The top-level README.md, STATUS.md, and LIMITATIONS.md are the next-most-visible files. The "Last reviewed" date in STATUS.md and LIMITATIONS.md should be updated to the date of the sweep. Capability lists and limitation rows that no longer match main get rewritten; a new limitation that emerged since the last sweep gets a fresh LN identifier.

8.7 Update the changelog

If the sweep is substantive (more than typo fixes), append a Changed or Fixed entry to the [Unreleased] block in CHANGELOG.md. The convention is one bullet per material clarification, with a parenthetical pointing at the affected files. Pure typo fixes do not warrant a CHANGELOG entry.

8.8 Regenerate and validate

Regenerate the generated docs and rebuild the site:

make schema        # tool-reference.md, ADR index, backlog summary, JSON schemas
make docs-build    # mkdocs build --strict

mkdocs build --strict will fail on a broken link, a missing navigation entry, an orphan page, or a Markdown extension parse error. Resolve each warning rather than silencing it.

8.9 Land as one PR

A markdown sweep ships as a single PR titled docs: bring markdown tree up to date with current code and ADR NNNN (or similar). The PR body lists the files touched in three groups (top-level, docs/, skills/), references the audit or review that motivated the sweep, and notes any cross-cutting findings (em-dash bans triggered, BL-NNN references repaired, STATUS.md rows that changed maturity). The maintainer's review focuses on whether the maturity claims still match main; the cosmetic changes are secondary.

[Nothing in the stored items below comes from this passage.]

PR #2407, opened 2026-04-09
Fix PDB Symbol Resolution for Unmerged Windows Traces

brianrob:
The ELF symbol work introduced a switch on `BinaryFormat` in `LookupSymbolsForModule` that only handled `PE` and `ELF` cases. For unmerged Windows traces, `symbolInfo` is null because the ETL doesn't contain RSDS events with PDB identity info. This caused `BinaryFormat` to return `Unspecified` (formerly `Unknown`), hitting the default case which skipped symbol resolution entirely.

**Symptoms:**
```
[Loading symbols for c:\windows\system32\ntoskrnl.exe]
LookupSymbolsForModule: Unknown binary format Unknown for c:\windows\system32\ntoskrnl.exe, skipping.
Could not find symbols.
```

**Fix:**
- Add a `case ModuleBinaryFormat.Unspecified` that falls back to PDB lookup when running on Windows. `OpenPdbForModuleFile` already handles missing PDB signatures gracefully by checking the local file on disk.
- Rename `ModuleBinaryFormat.Unknown` to `Unspecified` to better reflect that the format was not specified in the trace data rather than being truly unknown.

### DIFF
--- a/src/TraceEvent/TraceLog.cs
+++ b/src/TraceEvent/TraceLog.cs
@@ -8970,10 +8970,34 @@ namespace Microsoft.Diagnostics.Tracing.Etlx
                     }
                     break;
 
+                case ModuleBinaryFormat.Unspecified:
+                    {
+                        // For unmerged Windows traces, symbolInfo is null because the ETL
+                        // didn't contain RSDS events with PDB identity info.
+                        // Fall back to PDB lookup on Windows, which handles missing signatures
+                        // gracefully and returns null if the file isn't a PE binary.
+                        if (RuntimeInformation.IsOSPlatform(OSPlatform.Windows))
+                        {
+                            reader.m_log.WriteLine("LookupSymbolsForModule: Binary format unspecified for {0}, looking up PDB info from local file.", moduleFile.FilePath);
+                            NativeSymbolModule moduleReader = OpenPdbForModuleFile(reader, moduleFile) as NativeSymbolModule;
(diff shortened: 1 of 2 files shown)


src/TraceEvent/TraceLog.cs
```diff
@@ -8970,10 +8970,34 @@ private void LookupSymbolsForModule(SymbolReader reader, TraceModuleFile moduleF
                     }
                     break;
 
+                case ModuleBinaryFormat.Unspecified:
+                    {
+                        // For unmerged Windows traces, symbolInfo is null because the ETL
+                        // didn't contain RSDS events with PDB identity info.
+                        // Fall back to PDB lookup on Windows, which handles missing signatures
+                        // gracefully and returns null if the file isn't a PE binary.
+                        if (RuntimeInformation.IsOSPlatform(OSPlatform.Windows))
```
leculver, line 8979: `IsOSPlatform` is the right function here?  I mean yes we will process ETL files on windows, but there's no "target we are analyzing" concept?

leculver (approved):
Non blocking question, otherwise looks good.

src/TraceEvent/TraceLog.cs
brianrob: Yes.  I was being intentional about making sure this happens specifically on a Windows machine because we use msdia underneath.

PR #2410, opened 2026-04-13
Enable Spectre mitigations and linker optimizations for EtwClrProfiler

danmoseley:
Add build hardening flags to resolve BinSkim findings now that EtwClrProfiler is included in the official scan (PR 727750).

**Untested** and not suggesting you should take any of these (AFAIK none are required by SDL currently). Feel free to pick any all or none.

Both x86 and x64 vcxproj:
- BA2024: Enable Spectre mitigations (/Qspectre) in Debug and Release
- BA6004: Enable COMDAT folding (/OPT:ICF) in Release
- BA6005: Enable Optimize References (/OPT:REF) in Release
- BA6006: Enable Link-Time Code Generation (/LTCG + /GL) in Release

### DIFF
--- a/src/EtwClrProfiler/ETWClrProfilerX64.vcxproj
+++ b/src/EtwClrProfiler/ETWClrProfilerX64.vcxproj
@@ -69,6 +69,7 @@
       <SDLCheck>true</SDLCheck>
       <DebugInformationFormat>ProgramDatabase</DebugInformationFormat>
       <AdditionalOptions>/Gs %(AdditionalOptions)</AdditionalOptions>
+      <SpectreM>Spectre</SpectreM>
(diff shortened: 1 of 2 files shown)


danmoseley:
did some validation building with this -- 
- ✅ BA6004, BA6005, BA6006 — all resolved (no findings for COMDAT/OptRef/LTCG)
- ⚠️ BA2024 — still fires because we built without Spectre libs (expected — the <SpectreM>Spectre</SpectreM> in the vcxproj is correct, just need Spectre libs at build time, which CI agents have)
 - ⚠️ BA2027 — SourceLink not addressed (as planned)

cincuranet (approved):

A sweep that is too large to review as one PR is a signal to split by sub-tree: docs: refresh STPA artefacts, docs: refresh model cards, docs: refresh conformance posture are the natural splits. Each split carries its own CHANGELOG entry if substantive.

9. Closing the loop

Every contribution flows back to four places. STATUS.md reflects the new maturity of every component the change touched. CHANGELOG.md captures the user-visible behaviour. The backlog docs/backlog.md advances the relevant BL-NNN rows. The audit artefact (AUDIT.md or its successor) crosses off the finding(s) the change resolved. A PR that leaves any of those four out of sync is incomplete.

The reference rhythm is: audit on a fixed cadence (quarterly, or after a phase boundary), review on a lighter cadence (monthly), enhance and validate continuously, extend per the BL-NNN sprint, sweep markdown every time the maturity table shifts. Following the rhythm keeps the governance documents honest and the simulator legible to the next controller that picks up the surface.